The Relentless Ascent
By the time we reached Eastern Oregon, we were two weeks into a three-week vacation. There had been beer and food. And plenty of it — we weren't in the shape we were when we left our home in the desert. But we knew that, should we leave Oregon without backpacking to a glacial lake in the Eagle Cap Wilderness, we'd be heading home emptier somehow.
We'd read about the trail in bits and pieces, and writers ascribed differing lengths to its challenge. One said 7 miles to the lake. Another called it 9 over a relentless ascent of 3,000 feet . Either way, we figured that our respective muscle memories — their vague recollections of healthier days — would get us there. Plus, we'd packed Terminal Gravity's Eagle Cap IPA for camp.
We began hiking on a Thursday at 7:23 a.m., rushing to beat a pack of five fit men in their 20s. We didn't want them to take the best campsites near the lake, so we pushed hard and heavy through the first 1.5 miles of the hike. The men passed us. We traded niceties. Our faces were red and blotchy and drenched in sweat. The men weren't even breathing hard.

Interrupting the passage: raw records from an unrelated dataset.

Issue #674, opened 2020-04-10
Highlights with `gui=reverse` are not working


statiolake:
In GVim:
![GVim](https://user-images.githubusercontent.com/20490597/78970669-cfa65b00-7b44-11ea-94cb-221589f88936.png)
In Neovim-qt:
![Neovim-qt](https://user-images.githubusercontent.com/20490597/78970618-b3a2b980-7b44-11ea-9be1-5a79f2a428cc.png)

It looks like that `gui=reverse` does not working at all:
![Neovim-qt-gui-NONE](https://user-images.githubusercontent.com/20490597/78970710-ef3d8380-7b44-11ea-8d73-f88b185f314d.png)

By `git bisect`, the problem first occurs in the commit 333dc5556408d037fe793defe799bd636691a903. I think the main cause of this problem is to reverse the color twice.

In `handleGridLine()` in shell.cpp, there is a function call to `ShellWidget::put()`:

```cpp
put(text, row, col_next,
	hl_attr.GetForegroundColor(),
	hl_attr.GetBackgroundColor(),
	hl_attr.GetSpecialColor(),
	hl_attr.IsBold(),
	hl_attr.IsItalic(),
	hl_attr.IsUnderline(),
	hl_attr.IsUndercurl(),
	hl_attr.IsReverse());
```

This is passed to the `Cell` function in `ShellContent::put()` called by `ShellWidget::put()`:

```cpp
cell = { chr, fg, bg, sp, bold, italic, underline, undercurl, reverse };
```

And `Cell`'s constructor creates new `HighlightAttribute` like this ...

```cpp
Cell::Cell(
	uint character,
	QColor fgColor,
	QColor bgColor,
	QColor spColor,
	bool bold,
	bool italic,
	bool underline,
	bool undercurl,
	bool reverse)
	: m_highlight{ fgColor, bgColor, spColor, reverse, italic, bold, underline, undercurl }
```

... which is used in the `ShellWidget::paintEvent()` in shellwidget.cpp.

```
// ... snip ...
	QColor bgColor{ cell.GetBackgroundColor() };
// ... snip ...
	QColor fgColor{ cell.GetForegroundColor() };
// ... snip ...
```

Note that the `GetForegroundColor()` returns reverse-aware foreground color:

```cpp
if (IsReverse()) {
	return m_background;
}
return m_foreground;
```

The same goes for the `GetBackgroundColor()`.

[...]

PR #675, opened 2020-04-10
Issue 674: Render `gui=reverse` color correctly

statiolake:
**Issue #674**
To fix the issue, I added other variants of the related functions which takes a HighlightAttribute and pass the highlight attribute directly instead of reconstructing one. I'd be happy to change the implementation if I should solve this issue in a different way.

### DIFF
--- a/src/gui/shellwidget/cell.h
+++ b/src/gui/shellwidget/cell.h
@@ -7,6 +7,13 @@
 
 class Cell {
 public:
+	/// Create a cell having a specified HighlightAttribute
+	Cell(uint character, const HighlightAttribute& attribute) noexcept :
+		m_highlight(attribute)
+	{
+		SetCharacter(character);
+	}
+
 	Cell(
 		uint character,
 		QColor fgColor,
@@ -16,12 +23,18 @@ public:
 		bool italic,
 		bool underline,
 		bool undercurl,
-		bool reverse);
+		bool reverse) noexcept :
+		Cell{
+			character,
+			{ fgColor, bgColor, spColor, reverse, italic, bold, underline, undercurl } }
+	{
+	}
 
 	/// Create an empty Cell with a background color
-	Cell(QColor bgColor)
-		: m_highlight{ QColor::Invalid, bgColor, QColor::Invalid,
-			false, false, false, false, false }
+	Cell(QColor bgColor) noexcept :
+		Cell{
+			' ',
+			{ QColor::Invalid, bgColor, QColor::Invalid, false, false, false, false, false } }
 	{
 	}
 
--- a/src/gui/shellwidget/shellcontents.h
+++ b/src/gui/shellwidget/shellcontents.h
@@ -30,14 +30,7 @@ public:
 		const QString& str,
 		int row,
 		int column,
-		QColor fg = {},
-		QColor bg = {},
-		QColor sp = {},
-		bool bold = false,
-		bool italic = false,
-		bool underline = false,
-		bool undercurl = false,
-		bool reverse = false) noexcept;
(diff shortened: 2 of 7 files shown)


src/gui/shellwidget/cell.h
```diff
@@ -7,6 +7,13 @@
 
 class Cell {
 public:
+	/// Create a cell having a specified HighlightAttribute
+	Cell(uint character, HighlightAttribute const &attribute) noexcept :
```
jgehrig, line 11: nit: `const HighlightAttribute& attribute`

src/gui/shellwidget/shellcontents.h
```diff
@@ -30,14 +30,7 @@ class ShellContents
...
 		int column,
-		QColor fg = {},
-		QColor bg = {},
-		QColor sp = {},
-		bool bold = false,
-		bool italic = false,
-		bool underline = false,
-		bool undercurl = false,
-		bool reverse = false) noexcept;
+		HighlightAttribute const &hl_attr = HighlightAttribute()) noexcept;
```
jgehrig, line 33: nit: `const HighlightAttribute& hl_attr = {}`

src/gui/shellwidget/shellwidget.h
```diff
@@ -69,6 +69,12 @@ public slots:
 		bool undercurl = false,
 		bool reverse = false);
 
+	int put(
+		const QString& text,
+		int row,
+		int column,
+		HighlightAttribute const &hl_attr);
```
jgehrig, line 76: Here also, `const HighlightAttribute& hl_attr`

src/gui/shellwidget/highlight.h
```diff
@@ -25,6 +25,20 @@ class HighlightAttribute {
 	{
 	}
 
+	/// Copies a existing HighlightAttribute.
+	HighlightAttribute(const HighlightAttribute &other) noexcept :
```
jgehrig, line 29: We should use the default copy constructor instead. The compiler can automatically generate code like this. http://www.cplusplus.com/articles/y8hv0pDG/

Try simply deleting the code first. If that doesn't work, we may be able to use `HighlightAttribute(const HighlightAttribute&) noexcept = default`? I can never remember the exact rules for implicit CTORS...

jgehrig:
@statiolake

Thanks for the detective work! I wasn't aware of `gui=reverse`, that would have been useful while testing...

The FG/BG flip is a vestige of the old protocol rendering code, and was intentional at the time of writing. I think what you have is a good solution. We should pass raw data to the lower layers and let the renderer handle the flipping. I also think `GetBackground()/GetForeground()` should return the reverse-aware colors.

If I understand correctly, both of these statements are true for your solution.

I ran some tests with the old rendering protocol, `ext_linegrid=false`. Everything looks good with these changes for that protocol too.

src/gui/shellwidget/highlight.h
statiolake: Actually simply deleting those lines worked. I've misunderstood when implicit constructors are defined, and also I've completely forgot about `= default`... They're removed in 7a1434d8a186f16bdf9cf906ab099e584d380430.

jgehrig:
Thanks! The changes look good to me now :)

If you can, it'd be nice to clean up the history with a `git rebase -i`. You should be able to delete `03c8252`/`7a1434d` and squash `c893e25`.

jgehrig:
@equalsraf This looks good to me.

Let's get this merged to resolve Issue 674 and Issue 687.

equalsraf:
ACK, thanks @statiolake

But the trail. The trail switchbacked into the Wallowa Mountains, through old-growth forest and meadows ripe with summer wildflowers — lupine, mountain bluebells, penstemon, daisies, coneflowers, wild irises and a half dozen I couldn't name from memory. Waterfalls cut the earth so violently, we could feel their spray from 50 yards away. Fields of granite boulders had fallen from the mountainside like a million giant stars.
We hiked for 4 hours, 9 miles and up 3,000 feet before we reached our destination, that glacial lake at roughly 7,800 feet. And although other campers had reached the water before us, we found our spot along the lake's edge.
The sky broke open. A storm that drove the mosquitos to ground, if only briefly. I read and slept in the tent while Christian fished, and when the clouds cleared, we hiked to the other side of the peninsula. The Matterhorn, a popular second segment of the hike called, but we ignored the voice — our legs and our lungs were done for the day. That monster we'd have to revisit.
Come nightfall, cold. But we slept early and fast. Until two men traipsed through our camp to set theirs. Headlamps. Talk. The violation of so many spoken and unspoken rules of the wild.
Morning. Eggs on the ultralight frying pan we'd treated ourselves to. Whispers as we broke down camp and moved on, stopping here and there to photograph the changing sky. Muscle memory back down the mountain.